D. H. Meyer, Z. A. Castillo, K. C. Cox, P. D. Kunz, J. Phys. B: At. Mol. Opt. Phys., 53, 034001 (2020) https://doi.org/10.1088/1361-6455/ab6051

### Calculate#

 `defineBasis`(n, l, j, mj, q, nMin, nMax, maxL) Initializes basis of states around state of interest `defineShirleyHamiltonian`(fn[, debugOutput]) Create the Shirley time-independent Floquet Hamiltonian. `diagonalise`(eFields, freqs[, ...]) Finds atom eigenstates versus electric field and driving frequency

### Attributes#

 `basisStates` List of basis states for calculation in the form [ [n,l,j,mj], ...]. `H0` diagonal elements of Floquet-matrix (detuning of states) calculated by `defineShirleyHamiltonian` with units GHz relative to ionization energy. `B` off-diagonal elements of Floquet Hamiltonian. `dT` diagonal prefactors of frequency elements of Floquet Hamiltonian. `eFields` Saves electric field (in units of V/m) for which energy levels vs frequency are calculated `freqs` Saves frequency (in units of Hz) for which energy levels vs electric field are calculated `targetShifts` This is the shift of the target state relative to the zero field energy for an applied field of `eField` and `freq`. `eigs` Array of eigenValues corresponding to the energies of the atom states for the electric field eField at the frequency freq. `eigVectors` Array of eigenvectors corresponding to the eigenValues of the solve. `transProbs` Probability to transition from the target state to another state in the basis.

## RWA Approximation#

class RWAStarkShift(atom)[source]#

Approximately calculates Stark Maps for a single atom in a single oscillating field

Assumes the rotating wave approximation applies independently for the field interaction with all possible dipole transitions. Approximation is generally reasonable for weak driving fields such that no more than a single resonance contributes significantly to the overall Stark shift. When field is far-detuned from all transitions, error tends to a factor of 2.

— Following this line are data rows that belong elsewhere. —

PR #2823, opened 2022-10-20
Move log opening to appropriate execution phase

### LINKED ISSUE #2822: ModSecurity can cause hang of apache httpd during graceful restart
**Describe the bug**

When modsec is configured to pipe logs to different process (like rotatelogs for example) it can cause hang of apache httpd during graceful restart.

When SecAuditLog directive is set as for example`SecAuditLog "|/usr/sbin/rotatelogs -l -n 3 /var/log/httpd/modsec_audit.log 50M"`
modsec opens pipe to rotatelogs during its configuration in `cmd_audit_log` function in apache2/apache2_config.c:1210

```
    if (dcfg->auditlog_name[0] == '|') {
        const char *pipe_name = dcfg->auditlog_name + 1;
        piped_log *pipe_log;

        pipe_log = ap_open_piped_log(cmd->pool, pipe_name);  <------------
        if (pipe_log == NULL) {
            return apr_psprintf(cmd->pool, "ModSecurity: Failed to open the audit log pipe: %s",
                    pipe_name);
        }
        dcfg->auditlog_fd = ap_piped_log_write_fd(pipe_log);
```
There is a problem that child processes created by httpd inherit the read side of pipe even when they are not using it and are meant to close them on startup which is ensured by read_handles global variable in server/log.c in apache httpd source.
For illustration here is code handling recording of the read handle:
```
/* remember to close this handle in the child process
 *
 * On Win32 this makes zero sense, because we don't
 * take the parent process's child procs.
 * If the win32 parent instead passed each and every
 * logger write handle from itself down to the child,
 * and the parent manages all aspects of keeping the
 * reliable pipe log children alive, this would still
 * make no sense :)  Cripple it on Win32.
 */
static void close_handle_in_child(apr_pool_t *p, apr_file_t *f)
{
#ifndef WIN32
    read_handle_t *new_handle;

    new_handle = apr_pcalloc(p, sizeof(read_handle_t));
    new_handle->next = read_handles;
    new_handle->handle = f;
    read_handles = new_handle;
#endif
}
```
These handles get cleared when plog memory pool gets cleared which happens after the configuration is loaded and before open logs
hooks are called. That means that child will get no reference to opened read side of the pipe and thus can not close it. This causes that process can wait for the write inside of the pipe indefinitely and will never get EPIPE from the OS informing the process about rotatelogs being already killed. This is why process waiting for write will hang.

**Logs and dumps**

Output of:
 1. DebugLogs (level 9)
 
[modsec_debug.log.tar.gz](https://github.com/SpiderLabs/ModSecurity/files/9829252/modsec_debug.log.tar.gz)

 2. AuditLogs

Empty because reproducing requires to stop rotatelogs process. 

 3. Error logs
 
[error_log.txt](https://github.com/SpiderLabs/ModSecurity/files/9830681/error_log.txt)

4. If there is a crash, the core dump file.

Backtrace seems sufficient to me.
#0  0x00007f560757259f in write () from target:/lib64/libc.so.6
#1  0x00007f560767aa1f in apr_file_write () from target:/lib64/libapr-1.so.0
#2  0x00007f560767ac4a in apr_file_write_full () from target:/lib64/libapr-1.so.0
#3  0x00007f56067a8ea1 in sec_auditlog_write.isra () from target:/etc/httpd/modules/mod_security2.so
#4  0x00007f5606784d21 in sec_audit_logger_native () from target:/etc/httpd/modules/mod_security2.so
#5  0x00007f560677c10c in modsecurity_process_phase () from target:/etc/httpd/modules/mod_security2.so
#6  0x00007f560676f9bd in hook_log_transaction () from target:/etc/httpd/modules/mod_security2.so
#7  0x000055f66b95ba98 in ap_run_log_transaction ()
#8  0x000055f66b96f89b in eor_bucket_cleanup ()
#9  0x00007f560767dade in apr_pool_destroy () from target:/lib64/libapr-1.so.0
#10 0x000055f66b964cc2 in eor_bucket_destroy ()
#11 0x000055f66b96fa89 in ap_core_output_filter ()
#12 0x000055f66b979dab in ap_process_request ()
#13 0x000055f66b97a073 in ap_process_http_connection ()
#14 0x000055f66b945e98 in ap_run_process_connection ()
#15 0x00007f5606ff3292 in child_main () from target:/etc/httpd/modules/mod_mpm_prefork.so
#16 0x00007f5606ff3607 in make_child () from target:/etc/httpd/modules/mod_mpm_prefork.so
#17 0x00007f5606ff3669 in startup_children () from target:/etc/httpd/modules/mod_mpm_prefork.so
#18 0x00007f5606ff3d93 in prefork_run () from target:/etc/httpd/modules/mod_mpm_prefork.so
#19 0x000055f66b9467c8 in ap_run_mpm ()
#20 0x000055f66b9346d5 in main ()

**To Reproduce**
This problem is tricky to reproduce so forgive me for a complex reproducer, repeat these steps:

1. Set SecAuditLog directive inside the modsec configuration to:
`SecAuditLog "|/usr/sbin/rotatelogs -l -n 3 /var/log/httpd/modsec_audit.log 50M"`
2. enable mpm prefork module like this:
`LoadModule mpm_prefork_module modules/mod_mpm_prefork.so`
3. Add mpm prefork module configuration
```
<IfModule prefork.c>
StartServers           1
MinSpareServers        1
MaxSpareServers        1
ServerLimit            1
MaxRequestWorkers      1
MaxRequestsPerChild    0
MaxConnectionsPerChild 0
</IfModule>
```
These steps make it easier to reproduce the issue
4. Create index page for httpd

`$ touch /var/www/html/index.html`

5. Start httpd (i am using systemd since its easier to keep track of processes)

`# systemctl start httpd`

6. Find rotatelogs process

`$ systemctl status httpd`

7. stop the rotatelogs process

`# kill -STOP <rotatelogs_pid>`

8. Perform requests to fill pipes buffer with modsecurity logs (you must have active rules that log something for this request)

`$ while true; do curl http://127.0.0.1 -m 5; [ $? -eq 28 ] && break; done`

9. Try to perform graceful restart

`# systemctl reload httpd`

10. Resume rotatelogs process

`# kill -CONT <rotatelogs_pid> `

11. Find httpd processes with systemctl and check whether one of them is not stuck

`$ systemctl status httpd`

`# for PID in '<httpd_pids>'; do pstack $PID >> ./pstack_logs; done;`

`$ cat ./pstack_logs | grep 'in write ('`

12. If grep find string `in write (` then one of the processes is still waiting for other process to read from previously created pipe.

**Expected behavior**

No hanging process.

**Server (please complete the following information):**
 - ModSecurity version (and connector): 2.9.6
 - WebServer: 2.4.54
 - OS (and distro): Linux Fedora Rawhide

 - Running any public or commercial rule set?
 Yes coreruleset mod_security_crs 3.3.4 from Fedora
 - What is the version number? [e.g. 2018-08-11]
3.3.4-1

**Additional context**
I am creating a PR that fixes this issue.
It is sufficient that the code which opens the auditlog is moved to a open_logs hook instead of being executed in a configuration command.

Please do not hesitate to ask further questions.

TomasKorbar:
When piped logs are opened during parsing of configuration it results in unexpected situations in apache httpd and can cause hang of process which is trying to log into auditlog.

Closes #2822

### DIFF
--- a/apache2/msc_logging.c
+++ b/apache2/msc_logging.c
@@ -2316,3 +2316,55 @@ void sec_audit_logger(modsec_rec *msr) {
     }
     #endif
 }
+
+static int open_audit_log(char *auditlog_name, unsigned char primary, apr_file_t **auditlog_fd,
+                          apr_fileperms_t *auditlog_fileperms, apr_pool_t *p) {
+    if (auditlog_name == NOT_SET_P) {
+        return OK;
+    }
+    if (auditlog_name[0] == '|') {
+        const char *pipe_name = auditlog_name + 1;
+        piped_log *pipe_log;
+
+        pipe_log = ap_open_piped_log(p, pipe_name);
+        if (pipe_log == NULL) {
+            ap_log_error(APLOG_MARK, APLOG_ERR, 0, NULL,
+                         "ModSecurity: Failed to open the %saudit log pipe: %s",
+                         primary ? "" : "secondary ", pipe_name);
+            return primary ? DONE : OK;
+        }
+        *auditlog_fd = ap_piped_log_write_fd(pipe_log);
+    }
+    else {
+        const char *file_name = ap_server_root_relative(p, auditlog_name);
+        apr_status_t rc;
+
+        if (*auditlog_fileperms == NOT_SET) {
+            *auditlog_fileperms = CREATEMODE;
+        }
+        rc = apr_file_open(auditlog_fd, file_name,
+                APR_WRITE | APR_APPEND | APR_CREATE | APR_BINARY,
+                *auditlog_fileperms, p);
+
+        if (rc != APR_SUCCESS) {
+            ap_log_error(APLOG_MARK, APLOG_ERR, 0, NULL,
+                         "ModSecurity: Failed to open the %saudit log file: %s",
+                         primary ? "" : "secondary ", file_name);
+            return primary ? DONE : OK;
+        }
+    }
+
+    return OK;
+}
+
+int modsec_open_logs(apr_pool_t *pconf, apr_pool_t *p, apr_pool_t *ptemp, server_rec *s_main) {
+    directory_config *dcfg = ap_get_module_config(s_main->lookup_defaults, &security2_module);
+
+    int primary_log_rc = open_audit_log(dcfg->auditlog_name, 1,
+                                        &dcfg->auditlog_fd, &dcfg->auditlog_fileperms, p);
+    if (primary_log_rc != OK) {
+        return primary_log_rc;
+    }
+    return open_audit_log(dcfg->auditlog2_name, 0,
+                          &dcfg->auditlog2_fd, &dcfg->auditlog_fileperms, p);
+}
--- a/apache2/apache2_config.c
+++ b/apache2/apache2_config.c
@@ -1239,35 +1239,6 @@ static const char *cmd_audit_log(cmd_parms *cmd, void *_dcfg, const char *p1)
     directory_config *dcfg = _dcfg;
 
     dcfg->auditlog_name = (char *)p1;
-
-    if (dcfg->auditlog_name[0] == '|') {
-        const char *pipe_name = dcfg->auditlog_name + 1;
-        piped_log *pipe_log;
-
-        pipe_log = ap_open_piped_log(cmd->pool, pipe_name);
-        if (pipe_log == NULL) {
-            return apr_psprintf(cmd->pool, "ModSecurity: Failed to open the audit log pipe: %s",
-                    pipe_name);
-        }
-        dcfg->auditlog_fd = ap_piped_log_write_fd(pipe_log);
-    }
-    else {
-        const char *file_name = ap_server_root_relative(cmd->pool, dcfg->auditlog_name);
-        apr_status_t rc;
-        
-        if (dcfg->auditlog_fileperms == NOT_SET) {
-            dcfg->auditlog_fileperms = CREATEMODE;
-        }
-        rc = apr_file_open(&dcfg->auditlog_fd, file_name,
-                APR_WRITE | APR_APPEND | APR_CREATE | APR_BINARY,
-                dcfg->auditlog_fileperms, cmd->pool);
-
-        if (rc != APR_SUCCESS) {
-            return apr_psprintf(cmd->pool, "ModSecurity: Failed to open the audit log file: %s",
-                    file_name);
-        }
-    }
-
     return NULL;
 }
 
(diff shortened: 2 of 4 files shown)


martinhsv:
Hello @TomasKorbar ,

There is at least one downside here.

Current functionality means that the attempt to open the audit log file occurs at startup. If it fails -- perhaps because the chosen location is unwriteable -- then Apache will fail to start and the user can see a message like:
```
ModSecurity: Failed to open the audit log file: /var/log/apache/modsec_audit.log
```

(As a side note, with these changes I could not see a failure message anywhere, including in Apache's error.log. Perhaps I didn't look carefully enough.)

In general, it's preferable to have configuration errors identified at startup whenever possible.

TomasKorbar:
Hi @martinhsv 
Log about not accessible file is now present and failure to open log prevents apache from starting.
Let me know if there are any more changes needed.

TomasKorbar:
@martinhsv Hi, could we get this merged please? I can provide further help if needed.

apache2/msc_logging.c
```diff
@@ -2325,3 +2325,77 @@ void sec_audit_logger(modsec_rec *msr) {
...
+    }
+    if (dcfg->auditlog_name[0] == '|') {
+        const char *pipe_name = dcfg->auditlog_name + 1;
+        piped_log *pipe_log;
+
+        pipe_log = ap_open_piped_log(p, pipe_name);
+        if (pipe_log == NULL) {
+            ap_log_error(APLOG_MARK, APLOG_ERR, 0, NULL,
+                         "ModSecurity: Failed to open the audit log pipe: %s", pipe_name);
+            return -2;
```
martinhsv: This seems obscure -- here and at line 2361. What is '-2'? Is there an appropriate apache-defined named constant that could be used instead?

TomasKorbar: Yeah, you are right. i replaced -2 and 0 with appropriate macros from `httpd.h`

TomasKorbar:
@martinhsv should be good now.

eflanagan0:
@marcstern I've verified this builds correctly on a NixOS system after cherry-picking the commit to v2.7.3. I can also start an Apache/2.4.59 server loading the compiled module.

marcstern (changes requested):
Sounds sensible, but I wonder why it was handled differently than error logs at first. Does anybody see a potential problem with this fix?

Otherwise, I think it's the right moment to de-duplicate the code between dcfg->auditlog_name & dcfg->auditlog_name2 file opening. Can you use a static function that centralizes the common code?

Additional question (linked to code duplication):
Why do we have `pipe_name = dcfg->auditlog_name + 1;` and `pipe_name = ap_server_root_relative(p, dcfg->auditlog2_name + 1);`? Is this normal?

eflanagan0:
I realized this PR also will need rebased atop `v2/master` to incorporate the CI changes and kick off those checks.

TomasKorbar:
@marcstern Hi,
I added static function to deduplicate the code. Also the secondary pipe is now not evaluated relatively to server root, as i think that when you want to enter executable path, it is more useful to just specify absolute path, as the executable does not have to be in the same directory as server.

Please tell me about additional changes if necessary.

marcstern:
Using a hook looks indeed cleaner and more consistent with error log. Does anybody see a potential risk with this change?

airween:
> Using a hook looks indeed cleaner and more consistent with error log. Does anybody see a potential risk with this change?

Let me check this a bit later (probably in next few days).

TomasKorbar:
@airween @marcstern would you by any chance have time to look on this again?

airween:
Sorry, I completely forgot this. I just assigned this PR to myself, please let me review this soon.

Really sorry again!

notroj:
Moving this code to the hook and attaching the logs to `plog` looks exactly right to me to fix #2822 and it will make this code work like the logging code in httpd itself (e.g. `mod_log_config)`. Is there anything else required here to get this merged?

airween:
@TomasKorbar, @notroj: meanwhile I found a few small issues in the part of `standalone` code and test (regression test). Let me fix them in next few days, and then I can try this with those modifications. If everything will be okay, I'll merge this PR.

A question: this modification probably does not affect the standalone module, but I want to be sure, so please confirm this.

notroj:
I'm not familiar with the standalone build but it seems to stub out `ap_open_piped_log` so I guess this patch won't make any difference there.

https://github.com/owasp-modsecurity/ModSecurity/blob/v2/master/standalone/server.c#L618

uhliarik:
Hi, is there any progress on merging this PR? @airween

airween:
> Hi, is there any progress on merging this PR? @airween

Unfortunately not, I didn't have any time to take this issue.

For an example of usage and comparison to other methods see RWAStarkShift Example.

Parameters

atom (`AlkaliAtom`) – ={ `arc.alkali_atom_data.Lithium6`, `arc.alkali_atom_data.Lithium7`, `arc.alkali_atom_data.Sodium`, `arc.alkali_atom_data.Potassium39`, `arc.alkali_atom_data.Potassium40`, `arc.alkali_atom_data.Potassium41`, `arc.alkali_atom_data.Rubidium85`, `arc.alkali_atom_data.Rubidium87`, `arc.alkali_atom_data.Caesium` } Select the alkali metal for energy level diagram calculation

Examples

Approximate AC Stark Map calculation

```>>> from arc import Rubidium85, RWAStarkShift
>>> calc = RWAStarkShift(Rubidium85())
>>> calc.defineBasis(56, 2, 2.5, 0.5, 0, 45, 70, 10)
>>> calc.findDipoleCoupledStates()
>>> calc.makeRWA(0.01, np.linspace(1.0e9, 40e9, 402))
>>> print(calc.starkShifts.shape)
(402,)
```

### Calculate#

 `defineBasis`(n, l, j, mj, q, nMin, nMax, maxL) Initializes basis of states around state of interest `findDipoleCoupledStates`([debugOutput]) Finds the states in `basisStates` that directly couple to `targetState` via single photon electric dipole transitions. `makeRWA`(efields, freqs[, maxRes, zip_inputs]) Calculates the total Rotating-Wave Approximation AC stark shift

### Attributes#

 `basisStates` List of basis states for calculation in the form [ [n,l,j,mj], ...]. `dipoleCoupledStates` List of basis states that are dipole coupled to the target state. `dipoleCoupledFreqs` Transition frequencies in Hz between `targetState` and `dipoleCoupledStates`. `starkShifts` Saves results of `makeRWA` caclulations.